■ What to produce ■
Below are the records; copy exactly the stretch from the line containing "excluding the terminal" through the line containing "uuid_with_hyphens + 9, uuid_with_hyphens", both ends included, and nothing else.

*** Block opens ***

PR #227, opened 2018-01-09
T18983: Followup fixes

smspillaz:
Some follow-up fixes for https://phabricator.endlessm.com/T18983

The override machine ID was not being written out correctly, which means that it could not be parsed and loaded later by the metrics daemon. Also, we should clear out old metrics events associated with the old ID. We cannot guarantee that they will be uploaded, so just throw them away, for now.

### DIFF
--- a/daemon/emer-machine-id-provider.c
+++ b/daemon/emer-machine-id-provider.c
@@ -253,6 +253,22 @@ hyphenate_uuid (gchar *uuid_sans_hyphens)
                           uuid_sans_hyphens + 16, uuid_sans_hyphens + 20);
 }
 
+/*
+ * Returns a newly-allocated copy of uuid_with_hyphens with hyphens removed at
+ * the appropriate positions as defined by uuid_unparse(3).
+ * uuid_with_hyphens is expected to be exactly 36 bytes, excluding the terminal
+ * null byte.
+ * Any extra bytes are ignored.
+ * The returned string is guaranteed to be have a newline and be nul-terminated.
+ */
+static gchar *
+dehyphenate_uuid (gchar *uuid_with_hyphens)
+{
+  return g_strdup_printf ("%.8s%.4s%.4s%.4s%.12s\n", uuid_with_hyphens,
+                          uuid_with_hyphens + 9, uuid_with_hyphens + 14,
+                          uuid_with_hyphens + 19, uuid_with_hyphens + 24);
+}
+
 static gboolean
 read_one_machine_id (const gchar  *machine_id_path,
                      uuid_t        id,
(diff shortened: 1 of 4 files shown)


daemon/emer-machine-id-provider.c
```diff
@@ -414,7 +433,7 @@ write_tracking_id_file (const gchar  *path,
         }
     }
 
-  if (!g_file_set_contents (path, serialized_override_machine_id, -1, error))
+  if (!g_file_set_contents (path, dehyphenated_serialized_machine_id, -1, error))
```
wjt: Why didn't the test suite catch this bug? Can we add a test that would have failed before, and now passes?

tests/daemon/test-daemon.c
```diff
@@ -1484,14 +1484,7 @@ static void
...
                                            gconstpointer  unused)
 {
-  g_autoptr(GFileIOStream) stream = NULL;
   g_autoptr(GError) error = NULL;
-  g_autoptr(GFile) override_machine_id_file =
-    g_file_new_tmp ("machine-id-override-XXXXXX",
-                    &stream,
-                    &error);
-  g_autofree gchar *override_machine_id_file_path =
-    g_file_get_path (override_machine_id_file);
```
wjt: Why remove these? Shouldn't we be reading back the file and asserting it is exactly n hex characters long, with no hyphens?

smspillaz: The purpose of this test isn't to check the written out machine-id file. It is to check that a different machine ID came through in the metrics request to the original one. It'd be worth adding a new test to check the format of the machine-ID that got written though.

tests/daemon/test-machine-id-provider.c
```diff
@@ -153,6 +155,28 @@ test_machine_id_provider_can_get_id_override (MachineIdTestFixture *fixture,
...
+  emer_machine_id_provider_reset_tracking_id (id_provider, &error);
+  g_assert_no_error (error);
+
+  /* Read the override_machine_id_file_path using g_file_get_contents
+   * and check that its size matches what we would normally write to the
+   * file */
+  g_file_get_contents (fixture->override_machine_id_file_path, &contents, NULL, &error);
+  g_assert_no_error (error);
+
+  g_assert_cmpint (strlen (contents), ==, strlen (TESTING_OVERRIDE_ID));
```
wjt: Okay, that'll do it!

wjt:
hey bot, test this please

wjt:
The build failure is because I was compiling on a machine without a new-enough `eos-metrics`.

*** Block closes ***

■ Answer space ■
+ * uuid_with_hyphens is expected to be exactly 36 bytes, excluding the terminal
+ * null byte.
+ * Any extra bytes are ignored.
+ * The returned string is guaranteed to be have a newline and be nul-terminated.
+ */
+static gchar *
+dehyphenate_uuid (gchar *uuid_with_hyphens)
+{
+  return g_strdup_printf ("%.8s%.4s%.4s%.4s%.12s\n", uuid_with_hyphens,
+                          uuid_with_hyphens + 9, uuid_with_hyphens + 14,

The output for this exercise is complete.